» WORK REQUIRED
Please tally the lines of the listing that follows where the word "found" appears, and reply with the number only.

*** DATA EXTRACTS Section Begins ***

PR #1178, opened 2024-10-16
[hashset feature] Replace dict with hashset for keys and expire

### LINKED ISSUE #992: Embed key and TTL in robj
This is to prepare for storing `robj` in a new hash table implementation.

This includes replace dict with hashset in kvstore, db, expire, ...

The new hash table implementation doesn't have a "dict entry", nor does it have keys and values. It just has "elements". An element can effectively be anything that contains the key. The user provides a "get key" callback function in the hashsetType (same idea as the callbacks in dictType).

```
 Hash table
+-----------+        +----------------+
| 1         |        | Object with    |
| 2       ---------> | embedded key,  |
| 3         |        | value, LRU and |
+-----------+        | more...        |
                     +----------------+
```

To use an `robj` as a container for both key and value, we can embed the key into the `robj`. The `robj` (typedef'ed to `struct serverObject`) is accessed in very many places, so we can't easily make it opaque and change all the accesses to it. That would be very much work. Instead, we can add some extra fields (for optional embedded key and embedded TTL) and keep the existing fields. Wherever the robj is passed around in legacy code, an embedded key will just be ignored.

```C
struct serverObject {
    unsigned type : 4;
    unsigned encoding : 4;
    unsigned lru : LRU_BITS; /* LRU_BITS = 24 */
    int refcount;
};
```

```
           robj
+-----------------------+
| type | encoding | LRU |
|-----------------------|
| refcount              |
|-----------------------|      +--------+
| ptr             ------------>| Value  |
+-----------------------+      +--------+
```

There's is already something called embedded *string* (`obj->encoding = OBJ_ENCODING_EMBSTR`, created by `createEmbeddedStringObject`) which allocates extra space after the struct, copies the string contents (an sds string) into the same allocation and points `ptr` to it. We can call this "embedded value" and it's not the same as an embedded key, which doesn't exist yet.

```
     robj with embedded value (legacy)
    +-----------------------+
    | type | encoding | LRU |
    |-----------------------|
    | refcount              |
    |-----------------------|
  ,---ptr                   |
 |  |-----------------------+
 |  | sds header            |
  `-> sds contents          |
    |                       |
    +-----------------------+
```

The sds strings are somewhat weird since they are pointers to the string contents, and they also have a header which is before the content (so internally, the sds library does `s[-1]` to look at the bytes before the content). That's why `ptr` points to the sds content, rather than to the sds header.

The `ptr` pointer takes up some space (8 bytes) in the struct and it would be possible to avoid it (by computing it instead), but it's accessed in thousands of places just like `obj->ptr` so let's leave it like that for now. We can still embed the key. We can avoid adding another pointer to the embedded key though, if we use the same method that was used in #541 to embed a key in dictEntry.

To embed also a *key* (another sds string) into the same robj, let's put the key before the value, because the key never changes. It can just be deleted, and then the whole robj is deleted. The value can change though (shrink or grows, possibly be moved out to its own allocation).

Let's use a bit from `refcount` to flag that there's an embedded key. We can also embed TTL and add a "has ttl" flag.

```diff
 struct serverObject {
     unsigned type : 4;
     unsigned encoding : 4;
     unsigned lru : LRU_BITS; /* LRU_BITS = 24 */
-    int refcount;
+    unsigned hasexpire : 1;
+    unsigned hasembkey : 1;
+    int refcount : 29;
     void *ptr;
+    /* Embedded stuff */
 };
```

The `data[]` field isn't strictly needed, since it's zero size by default and it's possible to allocate more space and use it anyway, but with a data field, we can access the end of the struct like `obj->data` and `&obj->data[offset]`.

```
     Future layout of robj
    +-----------------------+
    | type | encoding | LRU |
    |-----------------------|
    | embkey | hasttl       |
    |-----------------------|
    | refcount              |
    |-----------------------|
  ,---ptr                   |
 |  |-----------------------|
 |  | expire                | Embedded expire (TTL)
 |  |-----------------------| (optional)
 |  | size of sds header    |
 |  | sds header            | Embedded key
 |  | sds contents          | (optional)
 |  |-----------------------|
 |  | sds header            |
  `-> sds contents          | Embedded value
    |                       | (optional)
    +-----------------------+
```

Note the added "size of sds header" in the drawing above. There are different variants of the sds header, with different header sizes. (See `src/sds.h`.) Currently, `createEmbeddedStringObject` always embeds the header `struct sdshdr8` (which is a header of 3 bytes and the max length of strings of this sds variant 256 bytes, since it uses one byte to stores the length of the string). Embedded strings are (currently) only used for short strings anyway.

When we embed keys, though, we want to embed them regardless of their size. Thus we want to able to use different sds headers. We add one byte to store the size of the sds header, so we can compute where the sds content is, and from that we can call `sdslen` and other sds functions to figure out the length of the sds string and where it ends.

Now, what we need is a function to combine two `robj` into one, with an embedded key and a (embedded or not) value.

~~If we are smart, we can convert an object with an embedded value into an object with an embedded key and no value (ptr = NULL), without reallocating or moving the actual value. That's why I'm suggesting (not sure if it's a good idea) that we add a "sds header size" byte also for embedded value. When we convert an robj with embedded string into an robj with embedded key and no value, we just set the `obj->embkey = 1; obj->ptr = NULL;`.~~

Update: The strings from a client are parsed and stored as `robj` objects in `c->argv` and this argument vector needs to be valid even after the command has been executed, for replication and other purposes, so when we're handling a command like `SET k v`, `k` and `v` are both robj with a valid string value "k" and "v" respectively. We need to embed "k" as embedded key in the `v` object, without destroying `k` or turning the `k` into something else. Currently (as of valkey 8.0-rc1) the keys are embedded in a dictEntry and they're copied there (which seems fine, performance wise). Similarly we need to *copy* the string content of `k` into the 'embedded-key' part of `v` and then add `v` to the hash table.

zuiderkwast:
This PR is based on #1186. When it is merged, this PR will change target to unstable.

Keys and expire are embedded in `robj`.

Dict is replaced by hashset for the keys and expire tables. Hashset is a hash table that doesn't have a dict entry. Pointers point directly to robj, where also the expire is stored, if any. Also pubsub channels are changed, since they use kvstore. Kvstore is changed from dict to hashset.

Some db.c functions like `dbAdd`, `setKey` and `setExpire` are changed to return the reallocated object after embedding the key and optional expire. `setKey` does not increment the reference counter, since it would require duplicating the object.

An `robj` value with an embedded key can be called valkey (val + key). A valkey typedef is added for robj and it's used when the object has an embedded key, to distinguish it from an object from other usages of robj (such as a string object from the command parser in c->argv).

```
keys                                      expire
hashset            robj                   hashset
+---+         +-------------------+        +---+
| 1 --------->| type, enc, lru    |<-------- 1 |
| 2 |         | refcount, flags   |        | 2 |
| 3 |         | ptr               |        | 3 |
| . |         | expire?           |        | . |
| . |         | embedded key      |        | . |
| . |         | embedded value?   |        | . |
+---+         +-------------------+        +---+

? = optional
```

A quick benchmark using `valkey-benchmark` showed small improvements for all types, but more for get and set than complex types.

Rebarding memory usage, `DEBUG POPULATE 10000000` (10M) resulted in memory usage (`used_memory_human`) of 669M, compared to 872M on unstable. That's a **23% drop in memory usage** and **21.28 bytes per key**. (DEBUG POPULATE created keys of length 11 and string values of length 13. Both of these fit in an robj allocation of size 32 bytes.)

Fixes #992.

TODO:

* Implement memory prefetching (for io threading, to be ported from the dict implementation).


src/kvstore.h
```diff
@@ -1,85 +1,90 @@
-#ifndef DICTARRAY_H_
-#define DICTARRAY_H_
+#ifndef KVSTORE_H
+#define KVSTORE_H
 
-#include "dict.h"
+#include "hashset.h"
```
madolson, line 4: I think you forgot to include this file

src/server.h
```diff
@@ -871,16 +869,19 @@ struct ValkeyModuleDigest {
...
     unsigned type : 4;
     unsigned encoding : 4;
     unsigned lru : LRU_BITS; /* LRU time (relative to global lru_clock) or
                               * LFU data (least significant 8 bits frequency
                               * and most significant 16 bits access time). */
-    int refcount;
+    unsigned hasexpire : 1;
+    unsigned hasembkey : 1;
+    unsigned hasembkeyptr : 1;
+    unsigned refcount : 30;
```
rainsupreme: adds up to 33? should refcount be 29 bits?

src/server.h
```diff
@@ -871,16 +869,19 @@ struct ValkeyModuleDigest {
 #define LRU_CLOCK_MAX ((1 << LRU_BITS) - 1) /* Max value of obj->lru */
 #define LRU_CLOCK_RESOLUTION 1000           /* LRU clock resolution in ms */
 
-#define OBJ_SHARED_REFCOUNT INT_MAX       /* Global object never destroyed. */
-#define OBJ_STATIC_REFCOUNT (INT_MAX - 1) /* Object allocated in the stack. */
+#define OBJ_SHARED_REFCOUNT ((1 << 30) - 1) /* Global object never destroyed. */
```
rainsupreme: Maybe add a REFCOUNT_BITS constant similar to LRU_BITS?

src/evict.c
```diff
@@ -143,26 +143,14 @@ void evictionPoolAlloc(void) {
...
-        de = samples[j];
-        key = dictGetKey(de);
-
-        /* If the dictionary we are sampling from is not the main
-         * dictionary (but the expires one) we need to lookup the key
-         * again in the key dictionary to obtain the value object. */
-        if (server.maxmemory_policy != MAXMEMORY_VOLATILE_TTL) {
-            if (samplekvs != db->keys) de = kvstoreDictFind(db->keys, slot, key);
-            o = dictGetVal(de);
-        }
```
rainsupreme, line 165: Why can we get rid of this?

src/object.c
```diff
@@ -135,6 +150,148 @@ robj *createStringObject(const char *ptr, size_t len) {
...
+    if (val->hasexpire) {
+        /* Skip expire field */
+        data += sizeof(long long);
+    }
+    if (val->hasembkeyptr) {
+        return *(sds *)data;
+    }
+    if (val->hasembkey) {
+        uint8_t hdr_size = *(uint8_t *)data;
+        data += 1 + hdr_size;
```
rainsupreme, line 251: what if we made `hdr_size` into `key_offset` and have the +1 included in the value?

src/object.c
```diff
@@ -135,6 +150,148 @@ robj *createStringObject(const char *ptr, size_t len) {
...
+    assert(val->hasembkeyptr && !val->hasembkey && valkeyGetKey(val) == NULL);
+
+    /* Find the correct location in val's data field. */
+    unsigned char *data = (void *)(val + 1);
+    if (val->hasexpire) {
+        /* Skip expire field */
+        data += sizeof(long long);
+    }
+    sds oldkey = *(sds *)data;
+    if (oldkey != NULL) sdsfree(oldkey);
```
rainsupreme: This doesn't quite make sense to me with the assert at the top of the function. If `valkeyGetKey(val) == NULL` then there should be nothing here - not embedded or a pointer.

src/object.c
```diff
@@ -135,6 +150,148 @@ robj *createStringObject(const char *ptr, size_t len) {
...
+        /* Calculate sizes */
+        size_t key_sds_size = sdscopytobuffer(NULL, 0, key, NULL);
+        size_t val_len = sdslen(val->ptr);
+
+        size_t min_size = sizeof(robj);
+        min_size += sizeof(long long); /* expire */
+        /* Size of embedded key, incl. 1 byte for prefixed sds hdr size. */
+        min_size += 1 + key_sds_size;
+        /* Size of embedded value (EMBSTR) including \0 term. */
+        min_size += sizeof(struct sdshdr8) + val_len + 1;
```
rainsupreme: Why not call sdscopytobuffer() again? How do we know it always uses sdshdr8?

src/object.c
```diff
@@ -135,6 +150,148 @@ robj *createStringObject(const char *ptr, size_t len) {
...
+
+        /* Set the expire field. */
+        long long expire = -1;
+        *(long long *)data = expire;
+        //memcpy(data, &expire, sizeof(long long));
+        data += sizeof(long long);
+
+        /* Copy embedded string. */
+        sdscopytobuffer(data + 1, key_sds_size, key, data);
+        data += 1 + key_sds_size;
```
rainsupreme: What's the +1? Is that for the sds header size? Is there a reason it's not assigned?

src/kvstore.h
zuiderkwast: This PR currently targets the `hashset` feature branch, where this file exists.

Do you think I should target the unstable branch instead? I'm trying to find a way to split it into smaller PRs...

src/object.c
```diff
@@ -135,6 +150,148 @@ robj *createStringObject(const char *ptr, size_t len) {
...
+
+        /* Copy embedded value (EMBSTR). */
+        struct sdshdr8 *sh = (void *)data;
+        sh->flags = SDS_TYPE_8;
+        sh->len = val_len;
+        size_t capacity = bufsize - (min_size - val_len);
```
rainsupreme: This is correct but I found it rather confusing.

src/kvstore.h
zuiderkwast: How about we first create a PR to unstable with just the hashset implementation and replace dict with hashet in the command lookup table?

madolson: Oh, I missed this, I thought this was the PR for the hashset and I was interested. You can ignore me :D

zuiderkwast: No, seriously, I think it can be very hard to get a huge feature branch merged. We should split it up in some way.

The implementation of the hashset is in the hashset branch in this repo. PTAL!

src/memory_prefetch.c
rainsupreme, line 1: Think we'll implement something, or will we end up completely removing prefetch?

src/defrag.c
```diff
@@ -1054,12 +1036,12 @@ void activeDefragCycle(void) {
...
         typedef struct defragStage {
             kvstore *kvs;
-            dictScanFunction *scanfn;
+            hashsetScanFunction scanfn;
             void *privdata;
         } defragStage;
         defragStage defrag_stages[] = {
             {db->keys, defragScanCallback, db},
-            {db->expires, scanCallbackCountScanned, NULL},
+            //{db->expires, scanCallbackCountScanned, NULL},
```
rainsupreme: ?

rainsupreme (commented):
Didn't look at db.c yet

src/server.h
zuiderkwast: Haha, yes. It explains why the memory footprint is not as good as it should be.

I believe we can get rid of `hasembkeyptr` though and always embed the actual key. Working on that.

src/evict.c
zuiderkwast: The expire hashset points to the actual robj, the same as the keys hashset. There's no need to look it up again.

src/object.c
zuiderkwast: EMBSTR was always hard-coded to using sdshdr8. This is old code, refactored. I wanted to avoid rewriting it.

In the future, a good thing would be to get rid of the `ptr` field in robj and instead compute it using a function. Then we can save another 8 bytes for embedded strings.

src/object.c
zuiderkwast: So the value we store in `key_offset` byte includes its own size?

Yeah, that would work. I copied this code from how keys are currently embedded in dict entry.

src/object.c
zuiderkwast: The +1 is the byte where we store the sds header size.

Assigned? Not sure what you mean.

src/object.c
zuiderkwast: Yes. It's old code, just moved/copied around. You're welcome to suggest simplification, or do it as a follow-up. I wanted to focus on getting things to work first and to avoid changing more than necessary to keep the diff less huge.

src/memory_prefetch.c
zuiderkwast: Yes... Help wanted. :)

src/defrag.c
zuiderkwast: DELETEME

src/object.c
zuiderkwast: You're right. This code isn't ready yet. I want to rewrite it to avoid code duplication and improve it in general.

src/defrag.c
zuiderkwast: When `db->keys` is defragged using `defragKey`, the pointer to the robj in expire is updated too. There's no reason to scan the defrag table. We defrag the hashset allocations though, using `kvstoreHashsetDefragInternals`.

zuiderkwast: I'm deleting this commented out line. Not committed yet though, but I'll push it later.

src/object.c
rainsupreme: I mean, in this function where we allocate and initialize a brand new valkey object, when do we initialize this embedded header size value? What value is it going to have when this function ends?

src/object.c
zuiderkwast: Do you have a suggestion for a code comment or different variable names?

src/object.c
zuiderkwast: The byte at `data` is assigned by `sdscopytobuffer` by the last parameter we pass to it.

src/hashset.c
```diff
@@ -0,0 +1,1705 @@
...
+    samples.size = count;
+    samples.count = 0;
+    samples.elements = dst;
+    size_t cursor = randomSizeT();
+    while (samples.count < count) {
+        cursor = hashsetScan(t, cursor, sampleElementsScanFn, &samples, HASHSET_SCAN_SINGLE_STEP);
+    }
+    rehashStepOnReadIfNeeded(t);
+    return count;
+}
```
rainsupreme: Optimization: Select the random index into `samples` before sampling instead of after. Then just count up elements without copying in `sampleElementsScanFn()` and end the loop early when the random index is reached, and return that element. Space complexity goes from O(count) -> O(1) and can be stack allocated, and average time complexity is 2x faster.

I can write a PR for this. :) The logic is equivalent but maybe the fairness would be less intuitive.

zuiderkwast: Good idea. PR targeting the hashset branch please.

zuiderkwast: But I believe sample elements is used separately for eviction, via kvstoreHashsetSampleElements, so we still need the sample elements function too.

It's a balance between complexity and efficiency. For hashset random, the array is stack allocated and copying just the pointers isn't much overhead since the stack memory is already in CPU cache. So I'm not sure if it's worth it or not. See also Madelyn's comment on the hashset PR for hashset non-fair random.

src/object.c
zuiderkwast: The way sdscopytobuffer is implemented, returning the size of the actual sds representation and not caring about where the byte storing its size is located, I prefer to keep this as is. Possibly we could change the usage of sdscopytobuffer if you can come up with a better idea.

hpatro:
This is great progress. Will take a look this week.

tests/unit/aofrw.tcl
```diff
@@ -17,10 +17,12 @@ start_server {tags {"aofrw external:skip logreqres:skip"} overrides {save {}}} {
...
-            set load_handle1 [start_write_load $master_host $master_port 10]
-            set load_handle2 [start_write_load $master_host $master_port 10]
-            set load_handle3 [start_write_load $master_host $master_port 10]
-            set load_handle4 [start_write_load $master_host $master_port 10]
+            # FIXME: Temporary disabling some load to prevent this test case
+            # from hanging indefinitely. This needs to be investivaged.
+            #set load_handle1 [start_write_load $master_host $master_port 10]
+            #set load_handle2 [start_write_load $master_host $master_port 10]
+            #set load_handle3 [start_write_load $master_host $master_port 10]
+            #set load_handle4 [start_write_load $master_host $master_port 10]
```
zuiderkwast: Without commenting out these lines, this test case is hundreds of times slower than on unstable.

The test case sends random SET commands using multiple write load workers, creating millions of keys and performs AOF rewrite in the background. Then it reloads the AOF using `DEBUG LOADAOF`. It's the loading of AOF without preamble that takes time, i.e. loading by calling the `setCommand()` function. Each SET command takes ~300 microseconds (100 for lookupKey and 200 for setKey), compared to ~1 microsecond before the DEBUG RELOAD and on unstable.

When debugging, I discovered very long probing chains, like length 6000 or so here, possibly spanning all non-empty buckets in the table.

AOF rewrite creates the AOF by iterating the keys hashset. The iterator walks in cursor/probing order. When these keys are loaded in that same order, the first keys all hash to the same bucket and create long probing chains. I tried changing the iterator to just increment normally (index++). It gets slightly better but I still see long probing chains. (Not exactly sure why yet.)

The reason we don't see this slowdown in the preamble case is RDB contains a size and we expand the hash table in advance when loading an RDB.

Anyway, I believe @madolson's idea from https://github.com/valkey-io/valkey/pull/1186#pullrequestreview-2378600726 can solve this:

> instead of using the `everfull` bit to start probing, we could use it to indicate the last position is a pointer to another bucket and do linked list resolution. This does a couple of things:
>
> 1. Prevents significant chain lengths, since collisions won't cause issues.

zuiderkwast: Solved by using bucket-chaining instead of open addressing.

src/memory_prefetch.c
zuiderkwast: @touitou-dan

The prefetch implementation for dict is accessing dict internals to do incremental lookup, one memory access at a time. It's breaking the abstraction and adds duplicated logic. I don't like that part.

For hashset, I have two ideas about how to fetch multiple keys in parallel:

1. A function that looks up multiple keys in parallel. It can return a bitmap with a bit for each key, whether it was found or not.

   ```C
   unsigned hashsetBatchFind(int count, hashset **sets, const void **keys, void **found);
   ```

2. A function that incrementally looks up one key. It needs to be called repeatedly until it's done. The caller provides an (opaque) state that the implementation can use.

   ```C
   int hashsetIncrementalFind(hashset *s, const void *key, void **found, hashsetIncrementalFindState *state);
   ```

   The prefetching code can run multiple such lookups in round-robin.

zuiderkwast:
Included in #1186.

*** DATA EXTRACTS Section Ends ***

» WRITTEN SOLUTION
4